##### PROVIDED ENTRIES
PR #350, opened 2025-02-23
Initial draft of colocboost pipline

xueweic:
Create colocboost_pipline.R
Initial draft of colocboost_pipline: including
1. data_loader from multiple dataset
2. data_qc by PIP, maf, sumstatQC
3. colocboost_analysis code

Please don't merge it now. I have several questions wanting to discuss with you first.


xueweic:
Added the sQTL filtering before run ColocBoost: i) keep the clusters including PR. ii) remove the clusters including IN.

xueweic:
Update function names and input names

R/colocboost_pipline.R
```diff
@@ -0,0 +1,667 @@
...
+        return(y)
+    })
+    names(res) <- names(res_Y)
+    return(res)
+}
+
+#' Remove variants with maf < maf_cutoff
+#' @return A list of residual X and maf
+#' @export
+filter_resX_maf <- function(res_X, maf, maf_cutoff = 0.0005){
```
gaow, line 318: We have this function already: https://github.com/StatFunGen/pecotmr/blob/main/R/misc.R#L163 when MAF is provided it will filter by the provided MAF instead of recomputing it.

R/colocboost_pipline.R
```diff
@@ -0,0 +1,667 @@
...
+        res_X <- res_X[, -pos, drop = FALSE] %>% .[, order(colnames(.)), drop = FALSE]
+        maf <- maf[-pos]
+    }
+    return(list(res_X = res_X, maf = maf))
+}
+
+#' Initial PIP check for individual level data
+#' @return A list of residual Y
+#' @export
+filter_resY_pip <- function(res_X, res_Y, pip_cutoff_to_skip = 0, context = NULL){
```
gaow, line 330: We also have something similar here: https://github.com/StatFunGen/pecotmr/blob/main/R/multivariate_pipeline.R#L99 if you think it is cleaner to keep using your customized version I would suggest hiding this function into the pipeline function itself (just like this `skip_conditions` function here) not making it an explicit function that gets exported.

R/colocboost_pipline.R
```diff
@@ -0,0 +1,667 @@
...
+                           
+#' sumstat_data QC, imputation using raiss
+#' @return A list of sumstat_data after initial checking and QC:
+#' \itemize{
+#'   \item sumstats: A list of summary statistics and ready to do analysis.
+#'   \item LD_mat: A list of LD matrix and ready to do analysis.
+#'   \item LD_match: A vector of strings to indicating sumstats and LD matching (save space since multiple sumstats may link to the same LD matrix).
+#' }
+#' @export     
+sumstat_qc <- function(sumstat_data,
```
gaow, line 476: we already also have this function: https://github.com/StatFunGen/pecotmr/blob/main/R/sumstats_qc.R#L145 it is very confusing to create these other similar, redundant functions. Please consolidate.

R/colocboost_pipline.R
```diff
@@ -0,0 +1,667 @@
...
+            message(paste("Skipping follow-up analysis for all individual traits", paste(names(Y)[null_Y], collapse = ";"), "."))
+            X <- NULL
+            Y <- NULL
+        }
+        if (!is.null(Y)){
+            Y <- lapply(1:length(Y), function(i){
+                y <- Y[[i]]
+                events <- colnames(y)
+                condition <- names(Y)[i]
+                if (all(grepl("sQTL", events))){
```
gaow, line 586: what's special about sQTL? To me, we filter our events for two criteria: not enough sample size (that you can deduce from the data) or failing some PIP cutoff in initial screen. This special treatment should not be needed for sQTL. If you want to exclude some events based on their names then you can add the third criteria but has to be generic

gaow: For example you can pass the regular expression (`regex`) that filters the patterns you don't like. I guess `sQTL_*_IN*` for example but has to be some regular expression that actually works

NAMESPACE
```diff
@@ -41,6 +45,7 @@ export(harmonize_twas)
 export(lasso_weights)
 export(lbf_to_alpha)
 export(load_LD_matrix)
+export(load_colocboost_regional_data)
```
gaow, line 48: this, and the colocboost pipeine function are the only two that should be exported. Perhaps not others

R/colocboost_pipline.R
```diff
@@ -0,0 +1,667 @@
...
+#'   \item Y_coordinates: Phenotype coordinates if a region is specified.
+#' }
+#' sumstat_data contains the following components if exist
+#' \itemize{
+#'   \item sumstats: A list of summary statistics for the matched LD_info, each sublist contains sumstats, n, var_y from \code{load_rss_data}.
+#'   \item LD_info: A list of LD information, each sublist contains combined_LD_variants, combined_LD_matrix, ref_panel  \code{load_LD_matrix}.
+#' }
+#'
+#' @export
+load_colocboost_regional_data <-  function(region, # a string of chr:start-end for phenotype region
```
gaow, line 70: okay we decide to finalize on `load_multitask_regional_data`

R/colocboost_pipline.R
xueweic: I see. I am looking in this univariate analysis pipline. For multi-task QC, we may have the same LD with different sumstats, for example, we only need to look LD matrix one time for 7 AD GWAS sumstat, but after QC and taking the overlapped variants. LD may or may not as the same. Could we rename it as `sumstat_qc_multitask` and put in `sumstat_qc.R` file?

https://github.com/StatFunGen/pecotmr/blob/0a9200f889ea325ea375291e40105c35585fa77d/R/univariate_pipeline.R#L213-L225

R/colocboost_pipline.R
xueweic: changed by adding
sqtl_pattern = "clu_(\\d+_[+-?]):"
 include_context = "clu_(\\d+_[+-?]):PR:"
 exclude_context = "clu_(\\d+_[+-?]):IN:"

xueweic:
@gaow changed the following

1. only export two functions `load_multitask_region_data` and `colocboost_analysis_pipline`. All other functions are internal or noRd.
2. adding three regex to colocboost_analysis_pipline to process sQTL.
3. remove filter_resX_maf, instead of using filter_X in misc.R

R/colocboost_pipline.R
```diff
@@ -0,0 +1,677 @@
...
+    res_cb <- colocboost(X = X, Y = Y, sumstat = sumstats, LD = LD_mat,
+                         dict_YX = dict_YX, dict_sumstatLD = dict_sumstatLD, 
+                         traits_names = traits, target_idx = target_idx, ...)
+                                                     
+    return(res_cb)                        
+
+}
+
+
+#' The following functions will go to colocboost_pipline.R
```
gaow, line 389: remove this line too

xueweic:
@gaow removed two lines from colocboost pipline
##########
Search the entries for the word "following", then gather every line that has it.

+#' sumstat_data contains the following components if exist
@gaow changed the following
+#' The following functions will go to colocboost_pipline.R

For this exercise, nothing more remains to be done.